**** Extracted entries ****

PR #844, opened 2024-08-22
ci: run test on Ubuntu 24.04

chantra:
Migrate builds to use Ubuntu 24.04 runners.
vmtest will need to run on Ubuntu 20.04 rootfs too (see https://github.com/libbpf/ci/pull/136)

### DIFF
--- a/.github/workflows/test.yml
+++ b/.github/workflows/test.yml
@@ -19,16 +19,16 @@ jobs:
       matrix:
         include:
           - kernel: 'LATEST'
-            runs_on: ubuntu-20.04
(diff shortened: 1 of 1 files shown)


chantra:
This would need to land after https://github.com/libbpf/ci/pull/136 so the new Ubuntu 24.04 rootfs can be used.

chantra:
newly forced pushed commit will break until https://github.com/libbpf/ci/pull/136 is landed.

chantra:
landed now that libbpf/ci#136 is also landed.

PR #853, opened 2024-10-07
ci: get rid of s390x kernel tests

anakryiko:
Kernel/libbpf code is very well tested on s390x in BPF CI, so get rid of it here as it often is a source of trouble and noise, without really benefiting us much.


theihor:
Closing in favor of #854

PR #862, opened 2024-11-01
[ci] use libbpf/ci/run-vmtest action to run selftests

theihor:
This is a "stage 1" of reconciling libbpf CI workflows with BPF CI.

Depends on: https://github.com/libbpf/ci/pull/150

#### Summary

Local vmtest action is refactored into a local reusable workflow.

Local build_selftests action is replaced with libbpf/ci/build-selftestes@v2
I left hard-committed `vmlinux.h` at `.github/actions/build_selftests/vmlinux.h`, because I was concerned it may break the sync routines; let me know if it's safe to move.

prepare-rootfs + run-qemu steps are replaced with libbpf/ci/run-vmtest@v2

pahole_staging workflow is removed, it is now covered by setting another possible value ("tmp.master") for `pahole` input to reusable workflow

Sometimes a little of bash is necessary to glue things together. In such cases, I think we should prefer local scripts to inline, as it is easier to debug locally. An example of a script like that is `ci/vmtest/prepare-selftests-run.sh`.

Old temp diffs are removed.


theihor:
@anakryiko @chantra this one is ready for review, but it shouldn't be merged before https://github.com/libbpf/ci/pull/150

Next step is to improve the build routines (libbpf/ci/build-linux will probably need changes), so that the kbuild result is cached and other linux versions (4.19, 5.10 etc.) are relatively easy to add.

.github/workflows/test.yml
```diff
@@ -1,33 +1,41 @@
...
-        with:
-          kernel: ${{ matrix.kernel }}
-          arch: ${{ matrix.arch }}
+            llvm-version: '18'
+            pahole: 'master'
+          - kernel: 'LATEST'
+            runs_on: 'ubuntu-24.04'
+            arch: 'x86_64'
+            llvm-version: '17'
+            pahole: 'master'
```
anakryiko, line 28: do we need two LATEST with clang 17 and clang 18?

.github/workflows/vmtest.yml
```diff
@@ -0,0 +1,136 @@
...
+          patches-root: '${{ github.workspace }}/ci/diffs'
+          repo-root: '.kernel'
+
+      - name: Configure kernel build
+        shell: bash
+        run: |
+          cd .kernel
+          cat tools/testing/selftests/bpf/config \
+              tools/testing/selftests/bpf/config.${{ inputs.arch }} > .config
+          # this file might or mihgt not exist depending on kernel version
```
anakryiko, line 70: typo: might

anakryiko (approved):
Very nice, thank you!

Please let me know when we can actually land this.

.github/workflows/test.yml
theihor: That's a question to you. On BPF CI we test both 17 and 18. Before this PR libbpf CI tested only version 17.

Let me know what do we want tested.

theihor:
> Please let me know when we can actually land this.

We can now land this.

PR #880, opened 2025-01-18
libbpf.c: bpf_program__attach_uprobe_opts fix possible memory leaks.

devnexen:
bpf_program__attach_perf_event_opts() might be not enough to close the file descriptor, bpt_link__destroy() does a more thorough clean up including its inner file descriptor.


anakryiko:
Libbpf's authoritative source code is part of Linux kernel, so this has to be submitted through bpf@vger.kernel.org mailing list, we can't accept it through Github, unfortunately.

devnexen:
gotcha I ll do it then.

PR #881, opened 2025-01-23
ci: fix build failures on s390x and ppc64le

theihor:


theihor:
Closing in favor of #882

PR #882, opened 2025-01-31
ci: remove dependency on run-on-arch-action

theihor:
run-on-arch-action is simply a wrapper around docker. There is no value in using it in libbpf, as it is not complicated to run non-native arch docker images directly on github-hosted runners.

Docker relies on qemu-user-static installed on the system to emulate different architectures.

Recently there were various reports about multi-arch docker builds failing with seemingly random issues, and it appears to boil down to qemu [1]. I stumbled on this problem while updating s390x runners [2] for BPF CI, and setting up more recent version of qemu helped.

This change addresses recent build failures on s390x and ppc64le.

[1] https://github.com/docker/setup-qemu-action/issues/188
[2] https://github.com/kernel-patches/runner/pull/69
[3] https://docs.docker.com/build/buildkit/#getting-started

### DIFF
--- a/.github/workflows/build.yml
+++ b/.github/workflows/build.yml
@@ -61,31 +61,32 @@ jobs:
           - arch: aarch64
           - arch: ppc64le
           - arch: s390x
-          - arch: x86
+          - arch: amd64
     steps:
       - uses: actions/checkout@v4
         name: Checkout
+
+      - name: Setup QEMU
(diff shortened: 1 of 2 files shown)


theihor:
More details here: https://github.com/kernel-patches/runner/pull/67#issuecomment-2628388670

PR #892, opened 2025-03-31
libbpf: add proto_func param name generation on sanitizing it to enum…

T3RR7:
Recently I've encountered some issues with loading on debian 10, kernel 4.19.0-[17-22].

This PR is a fix for one of those. When the kernel loads BTF with specified min-CORE and libbpf does some sanitizing on those it "translates" `func_proto` to `enum`, but if `func_proto` has arguments for it's parameters then kernel verifier fails with "Invalid name" error. This error caused because `enum` members [*must* has a valid C identifier name](https://github.com/torvalds/linux/blob/609706855d90bcab6080ba2cd030b9af322a1f0c/kernel/bpf/btf.c#L4350).

This PR proposes to generate this name during sanitation of `func_proto`


anakryiko:
https://github.com/libbpf/libbpf?tab=readme-ov-file#libbpf-and-general-bpf-usage-questions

****

**Exercise instructions:**
Read through the entries above, and wherever a line holds the string "need", copy it.

**Solved exercise:**
vmtest will need to run on Ubuntu 20.04 rootfs too (see https://github.com/libbpf/ci/pull/136)
This would need to land after https://github.com/libbpf/ci/pull/136 so the new Ubuntu 24.04 rootfs can be used.
Next step is to improve the build routines (libbpf/ci/build-linux will probably need changes), so that the kbuild result is cached and other linux versions (4.19, 5.10 etc.) are relatively easy to add.
anakryiko, line 28: do we need two LATEST with clang 17 and clang 18?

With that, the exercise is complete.